- **To do**
Note each line of the entries that includes "strftime". Then copy those lines.

- **Records for processing**
________________________________________
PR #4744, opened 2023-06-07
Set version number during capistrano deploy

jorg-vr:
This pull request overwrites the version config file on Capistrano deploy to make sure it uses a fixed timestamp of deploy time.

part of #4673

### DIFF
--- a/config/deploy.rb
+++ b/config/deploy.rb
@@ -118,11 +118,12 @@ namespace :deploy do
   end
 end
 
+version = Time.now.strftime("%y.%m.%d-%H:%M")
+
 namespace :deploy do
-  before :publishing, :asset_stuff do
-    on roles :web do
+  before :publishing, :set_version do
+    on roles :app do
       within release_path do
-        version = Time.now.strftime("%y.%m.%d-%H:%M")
________________________________________
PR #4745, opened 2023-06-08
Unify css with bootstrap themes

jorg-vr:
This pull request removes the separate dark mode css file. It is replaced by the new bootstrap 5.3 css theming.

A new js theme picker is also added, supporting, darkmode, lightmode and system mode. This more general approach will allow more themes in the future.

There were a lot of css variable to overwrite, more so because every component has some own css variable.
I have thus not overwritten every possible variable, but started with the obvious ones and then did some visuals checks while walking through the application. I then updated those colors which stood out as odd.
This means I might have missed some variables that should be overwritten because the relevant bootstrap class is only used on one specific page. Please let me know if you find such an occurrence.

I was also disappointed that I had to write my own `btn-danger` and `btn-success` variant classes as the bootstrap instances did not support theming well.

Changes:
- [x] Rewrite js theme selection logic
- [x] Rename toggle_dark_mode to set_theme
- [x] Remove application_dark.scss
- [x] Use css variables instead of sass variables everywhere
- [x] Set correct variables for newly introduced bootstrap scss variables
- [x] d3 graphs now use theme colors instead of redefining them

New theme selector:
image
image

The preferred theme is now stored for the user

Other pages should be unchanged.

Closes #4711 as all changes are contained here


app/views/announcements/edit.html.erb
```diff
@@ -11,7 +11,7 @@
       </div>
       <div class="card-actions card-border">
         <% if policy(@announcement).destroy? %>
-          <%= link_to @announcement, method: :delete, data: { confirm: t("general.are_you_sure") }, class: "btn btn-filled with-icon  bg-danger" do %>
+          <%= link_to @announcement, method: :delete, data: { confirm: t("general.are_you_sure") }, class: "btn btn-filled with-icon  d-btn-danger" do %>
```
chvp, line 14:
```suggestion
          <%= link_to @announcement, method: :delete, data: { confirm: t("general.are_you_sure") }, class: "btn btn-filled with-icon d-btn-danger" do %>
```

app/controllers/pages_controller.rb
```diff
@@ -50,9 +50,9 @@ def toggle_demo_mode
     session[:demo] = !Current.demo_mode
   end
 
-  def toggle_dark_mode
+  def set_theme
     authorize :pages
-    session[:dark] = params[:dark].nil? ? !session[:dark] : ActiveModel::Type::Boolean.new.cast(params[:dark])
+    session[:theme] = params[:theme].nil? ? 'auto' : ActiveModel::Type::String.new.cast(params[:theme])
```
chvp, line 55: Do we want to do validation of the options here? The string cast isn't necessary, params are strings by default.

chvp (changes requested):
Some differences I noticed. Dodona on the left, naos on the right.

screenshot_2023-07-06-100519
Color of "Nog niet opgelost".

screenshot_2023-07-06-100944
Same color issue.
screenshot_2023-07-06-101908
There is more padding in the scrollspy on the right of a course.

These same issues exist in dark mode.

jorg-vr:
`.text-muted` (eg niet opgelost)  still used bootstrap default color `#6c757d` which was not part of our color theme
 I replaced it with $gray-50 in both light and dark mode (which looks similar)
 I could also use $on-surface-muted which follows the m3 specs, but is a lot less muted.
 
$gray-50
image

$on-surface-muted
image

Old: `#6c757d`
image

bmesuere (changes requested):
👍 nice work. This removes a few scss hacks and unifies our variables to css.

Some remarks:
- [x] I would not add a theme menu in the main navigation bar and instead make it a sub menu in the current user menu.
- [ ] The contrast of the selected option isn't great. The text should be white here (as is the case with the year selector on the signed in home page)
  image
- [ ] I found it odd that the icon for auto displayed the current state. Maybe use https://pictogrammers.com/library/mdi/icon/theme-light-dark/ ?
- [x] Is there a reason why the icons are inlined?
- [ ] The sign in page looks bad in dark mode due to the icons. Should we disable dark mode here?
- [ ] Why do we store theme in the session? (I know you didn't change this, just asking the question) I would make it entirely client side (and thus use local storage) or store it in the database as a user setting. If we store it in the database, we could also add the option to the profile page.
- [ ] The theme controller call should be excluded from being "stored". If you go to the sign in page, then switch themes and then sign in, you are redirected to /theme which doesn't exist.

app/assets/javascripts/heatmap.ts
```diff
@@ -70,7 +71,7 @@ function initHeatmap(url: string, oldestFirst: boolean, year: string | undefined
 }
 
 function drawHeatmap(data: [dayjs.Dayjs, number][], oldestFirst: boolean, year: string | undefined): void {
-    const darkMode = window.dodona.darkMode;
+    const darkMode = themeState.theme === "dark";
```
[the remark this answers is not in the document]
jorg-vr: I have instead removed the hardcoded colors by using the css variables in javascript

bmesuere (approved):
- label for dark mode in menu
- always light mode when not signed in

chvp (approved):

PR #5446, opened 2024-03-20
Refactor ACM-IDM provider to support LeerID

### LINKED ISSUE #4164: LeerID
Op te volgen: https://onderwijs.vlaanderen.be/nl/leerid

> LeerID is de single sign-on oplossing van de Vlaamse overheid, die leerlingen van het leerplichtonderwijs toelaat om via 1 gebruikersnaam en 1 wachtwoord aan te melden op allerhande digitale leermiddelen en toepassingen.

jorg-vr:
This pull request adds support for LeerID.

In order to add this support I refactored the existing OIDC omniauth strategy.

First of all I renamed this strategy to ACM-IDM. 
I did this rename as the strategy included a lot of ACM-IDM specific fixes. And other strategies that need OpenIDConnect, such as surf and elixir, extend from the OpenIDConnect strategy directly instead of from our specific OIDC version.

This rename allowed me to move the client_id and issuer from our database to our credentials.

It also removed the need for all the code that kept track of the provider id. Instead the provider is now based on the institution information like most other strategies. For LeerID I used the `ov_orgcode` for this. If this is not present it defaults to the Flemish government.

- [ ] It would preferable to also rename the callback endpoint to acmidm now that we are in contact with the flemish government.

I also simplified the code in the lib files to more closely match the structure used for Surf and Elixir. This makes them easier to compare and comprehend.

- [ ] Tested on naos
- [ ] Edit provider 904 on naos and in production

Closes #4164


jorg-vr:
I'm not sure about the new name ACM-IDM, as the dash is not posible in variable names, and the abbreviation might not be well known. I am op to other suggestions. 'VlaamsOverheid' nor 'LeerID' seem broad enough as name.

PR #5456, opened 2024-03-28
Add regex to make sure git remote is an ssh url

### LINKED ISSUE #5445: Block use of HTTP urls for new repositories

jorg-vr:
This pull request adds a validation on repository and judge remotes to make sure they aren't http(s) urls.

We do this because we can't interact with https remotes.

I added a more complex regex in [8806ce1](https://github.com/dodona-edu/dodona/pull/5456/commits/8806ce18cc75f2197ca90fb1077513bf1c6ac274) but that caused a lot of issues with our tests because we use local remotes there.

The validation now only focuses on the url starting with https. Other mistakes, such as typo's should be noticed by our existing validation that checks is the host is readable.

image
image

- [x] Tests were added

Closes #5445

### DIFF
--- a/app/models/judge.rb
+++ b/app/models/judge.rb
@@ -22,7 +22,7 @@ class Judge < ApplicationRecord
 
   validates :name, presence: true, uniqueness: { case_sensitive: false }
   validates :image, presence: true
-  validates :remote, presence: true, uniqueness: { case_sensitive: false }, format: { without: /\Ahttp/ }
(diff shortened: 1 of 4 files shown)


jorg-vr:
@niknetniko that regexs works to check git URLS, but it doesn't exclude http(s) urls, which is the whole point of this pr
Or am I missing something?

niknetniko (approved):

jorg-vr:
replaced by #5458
________________________________________
- **Written response**
+version = Time.now.strftime("%y.%m.%d-%H:%M")
-        version = Time.now.strftime("%y.%m.%d-%H:%M")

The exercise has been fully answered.